My worry is that if you have a blank partition, it's not being actively managed by anything, and thus isn't going to be TRIMed, and thus the SSD doesn't know the blocks are free for use.
Thus, leaving an unpartitioned area isn't going to help.
However, random read performance is only somewhere between a 3rd to half as fast as sequential compared to a magnetic disk where it's often 1/10th as fast.
I suspect it has something to do with prediction on the controller but I'm also not confidently spewing a bunch of bullshit about drive architecture unlike this article.
The numbers involved was insane and I played with various scenarios, with/without compression (MessagePack feature), with/without typeless serializer (MessagePack feature), with/without async and then the difference between using sync vs async and forcing disk flushes. I also weighed the difference between writing 1 fat file (append only) or millions of small files. I also checked the difference between using .net streams versus using File.WriteAllBytes (C# feature, an all-in-memory operation, good for small writes, bad for bigger files or async serialization + writing). I also played with the amount of objects involved (100K, 1M, 10M, 50M).

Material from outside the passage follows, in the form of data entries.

PR #302, opened 2023-12-26
Fix JRuby 9.3 build

Sinjo:
The Ruby version targeted by JRuby 9.3 is now too old for Rubygems to run. Let's pin to the last version that works for now.

When we next have a major version bump for one of the breaking changes we're planning to make (likely around the store interface), we'll clear out support for any Ruby versions that have fallen out of security support.

### DIFF
--- a/.circleci/config.yml
+++ b/.circleci/config.yml
@@ -12,15 +12,23 @@ jobs:
 
     steps:
     - checkout
-    # JRuby <= 9.2.x is no longer supported by the `rubygems-update` gem, which now
-    # requires at least Ruby 2.6 compatibility.
+    # We need to limit the version of Rubygems that we update to for some of the older
+    # JRuby versions. Specifically:
+    #
+    #   - JRuby 9.2.x targets Ruby 2.5, and Rubygems 3.3.26 was the last version to
+    #     support that
+    #   - JRuby 9.3.x targets Ruby 2.6, and version 3.4.22 was the last version to
+    #     support that
     #
     # For now, we'll pin to the last supported version. We can drop this check once we
     # drop all those versions of JRuby.
     - run: |
-        running_old_ruby=$(ruby -e 'puts Gem::Version.new(RUBY_VERSION) < Gem::Version.new("2.6.0")')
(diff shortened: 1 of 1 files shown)


.circleci/config.yml
```diff
@@ -12,15 +12,23 @@ jobs:
...
     # drop all those versions of JRuby.
     - run: |
-        running_old_ruby=$(ruby -e 'puts Gem::Version.new(RUBY_VERSION) < Gem::Version.new("2.6.0")')
-        if [[ "${running_old_ruby}" == "true" ]]; then 
+        running_very_old_ruby=$(ruby -e 'puts Gem::Version.new(RUBY_VERSION) < Gem::Version.new("2.6.0")')
+        running_moderately_old_ruby=$(ruby -e 'puts Gem::Version.new(RUBY_VERSION) < Gem::Version.new("3.0.0")')
+        if [[ "${running_very_old_ruby}" == "true" ]]; then
           gem update --system 3.3.26
+        elif [[ "${running_moderately_old_ruby}" == "true" ]]; then
+          gem update --system 3.4.22
```
dmagliola, line 31: This...
While I applaud the tenacity... It feels a bit sketch...

Should we let go of some old versions?

dmagliola: Ah, so your PR comment.

I think calling that a breaking change is fair enough

dmagliola (approved):

.circleci/config.yml
Sinjo: We should 100% do that when we do the next actual piece of work that causes a major version bump (we have 2-3 pending pieces of work, each of which will cause a major version bump).

I get your point about this conditional getting silly, but bumping our major version over this feels kinda pointless.

I'm also going to poke around in a separate PR and see if I can make our whole JRuby situation a bit less ridiculous. CircleCI have now entirely stopped releasing images for it (we're using their legacy images with the `circleci/` prefix and they never made one with the new `cimg/` prefix - see [this post](https://discuss.circleci.com/t/legacy-convenience-image-deprecation/41034)).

I cannot remember all the numbers involved, but I still have the code for all of it somewhere, so maybe I can write a blogpost about it. But I do remember being utttterly stunned about how fast it actually was to freeze my application state to disk and to thaw it again (the class name was Freezer :p).

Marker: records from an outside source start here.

PR #304, opened 2023-12-27
Add JRuby 9.4 to build matrix

Sinjo:
We've had to switch to the main JRuby Docker image as CircleCI have stopped publishing their own CI-optimised ones with extra tools installed. It turns out this isn't a problem for us as we're not dependent on much in the image.

See: https://discuss.circleci.com/t/legacy-convenience-image-deprecation/41034

This commit also switches versions 9.2 and 9.3 to the main JRuby Docker image, but not 9.1 as that breaks for some inscrutable reason. We'll drop 9.1 and all other unsupported Rubies in our next major release.

### DIFF
--- a/.circleci/config.yml
+++ b/.circleci/config.yml
@@ -49,6 +49,14 @@ workflows:
             - cimg/ruby:3.1
             - cimg/ruby:3.2
             - cimg/ruby:3.3
+            # We've switched to JRuby's own Docker image as CircleCI decided to
+            # stop supporting it when they deprecated their legacy images. For
+            # some reason, the official JRuby image for 9.1 fails with an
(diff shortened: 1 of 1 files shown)


.circleci/config.yml
```diff
@@ -49,5 +49,6 @@ workflows:
             - cimg/ruby:3.1
             - cimg/ruby:3.2
             - circleci/jruby:9.1
```
electron0zero, line 51: nit: would be handy to leave a small comment on why only 9.1 is kept as is.

electron0zero (approved):

.circleci/config.yml
Sinjo: Good point! Done.

PR #308, opened 2024-05-15
Declare base64 gem dependency, ready for Ruby 3.4.

sengi:
The base64 gem is [no longer a default gem](https://docs.ruby-lang.org/en/master/NEWS_md.html#label-Stdlib+updates) in Ruby 3.4.

Add base64 to the gemspec, for forward compatibility with Ruby 3.4 and to resolve the `base64 was loaded from the standard library, but will no longer be part of the default gems since Ruby 3.4.0` warning that Ruby 3.3 emits on loading client_ruby.

### DIFF
--- a/prometheus-client.gemspec
+++ b/prometheus-client.gemspec
@@ -15,6 +15,8 @@ Gem::Specification.new do |s|
   s.files             = %w(README.md LICENSE) + Dir.glob('{lib/**/*}')
   s.require_paths     = ['lib']
 
+  s.add_dependency 'base64'
+
   s.add_development_dependency 'benchmark-ips'
   s.add_development_dependency 'concurrent-ruby'
   s.add_development_dependency 'timecop'


Sinjo (approved):
Thanks for fixing this!

I'm gonna ignore that JRuby 9.1 build being sad and force the merge through. I don't know exactly what's going on there, but that version [currently gets special treatment](https://github.com/prometheus/client_ruby/blob/8b177b413f3012e430931a47152ed812c5d96798/.circleci/config.yml#L59) and I think it's time to say goodbye to it.

sengi:
Thanks @Sinjo! Was just having a look into that test failure myself. I think it may be a similar issue, this time with `tins` gem (`:test` dependency in Gemfile) using bigdecimal but not declaring it yet. Not sure why JRuby 9.1 in particular doesn't like it though.

sengi:
Sorry, scratch that last part, `tins` does declare its dependency on bigdecimal.

xeruzo:
it adds a new question for those use ruby < 2.4...
https://github.com/prometheus/client_ruby/issues/315

PR #309, opened 2024-05-17
Allow to override an existing metrics on registration

Annih:


SuperQ:
Yes, this seems like an API violation.

Annih:
Hello @Sinjo ,

Yep sorry for this PR without context, to be transparent I misclick on a GH link when I created a PR for our fork :)

Basically for internal and historical reasons we need to remove some Metrics' series from the registry, and it would even be better to atomically remove a bunch of series at once to keep a consistent set, hence my patch to replace a whole Gauge for instance.
Basically what we do with this patch is we populate a new Gauge, and replace the existing one at once, like that the next scrap will only have "consistent" metrics and labels.

I know this is not idiomatic Prometheus, but this is our usecase for now and changing all our internal clients would take way more time.

Feel free to decline this PR :)

dmagliola:
I am not 100% sure, but I believe this validation is there to prevent metrics and their labels from changing during the lifetime of yours server.

If this is useful for you, you can absolutely do this on your fork, but I think having this in the main gem can be quite dangerous for other folks using it without full context.

I would close this PR, to be honest.

However, since you are here... you mention you are using a fork of the gem. Could I ask why? It is useful for us to understand what cases our gem isn't covering so that we can improve it :-)

Annih:
> However, since you are here... you mention you are using a fork of the gem. Could I ask why? It is useful for us to understand what cases our gem isn't covering so that we can improve it :-)

I need to dig in the history, it is old (6 years old) and poorly maintained.
I guess it has been created to patch the official gem with our own tiny patches that we were sure won't be merged :D 

Actually I found a 6 years old PR from my company that aimed to remove the labels https://github.com/prometheus/client_ruby/pull/80 you can find more details about our usecase there.
The usecase is exactly the same, my new patch here is just a refactor where instead of removing obsolete labels from an existing metrics, I create a new metric and replace it in the registry. (More consistency, less diff operations)

However at that time it has been rejected too. :D I guess this will never be merged, and I don't mind. As I said, I incorrectly configured the "create PR" form.

dmagliola:
I see. Thank you very much for the context!

I'll close this PR now. Thanks!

The whole reason was, I started using Zfs and read up a bit about how it works. I also have some idea about how ssd's work. I also have some idea how serialization works and writing to disk works (streams etc).. I also have a rough idea how mysql, postgres, sql server save their datafiles to disk and what kind of compromises they make. So one day I was just sitting being frustrated with my data access layers and it dawned on me to try and build my own storage engine for fun, so I started by generating millions of objects that sits in memory, which I then serialized with MessagePack using a Parallel.Foreach (C# feature) to a samsung 970 evo plus to see how fast it would be. It blew my mind and I still don't trust that code enough to use it in production but it does work. Another reason why I tried it out, was because at work we have some postgres tables with 60m+ rows that are getting slow and I'm convinced we have a bad data model + too many indexes and that 60m rows are not too much (since then we've partitioned the hell out of it in multiple ways but that is a nightmare on its own since I still think we sliced the data the wrong way, according to my intuition and where the data has natural boundaries, time will tell who was right).
So I do believe there is a space in the industry where SSD's, paired with certain file systems, using certain file sizes and chunking, will completely leave sql databases in the dust, purely by the mechanism on how each of those things work together. I haven't put my code out in public yet and only told one other dev about it, mostly because it is basically sacrilege to go against the grain in our community and to say "I'm going to write my own database engine" sounds nuts even to me.
I encourage anyone to go write their own little storage engine for fun. It will force you think about IO, Parallelization, Serialization, Streams, and backwards compatibility.
It is really fun (and not even that hard) and even if it works I still recommend against using it in production, but it will help take some of the magic away on how databases work and reveal the real challenge. The real difficult part for me comes from building a query language, parser and optimizer (like sql) and to handle concurrent writes properly. It is still difficult for me to comprehend how something like a sql query string gets converted into instructions that pull data out of a single file (say sqlite file), where that file's structure on disk can be messy and unknowable upfront when sqlite gets compiled. You essentially have a dynamic data structure and you are able to slice & order the data however you want, it is not known at compile time with hard-coded rules. So I think in that regard sql adds a ton of value. So sqlite is still my go to for most flat-file scenarios.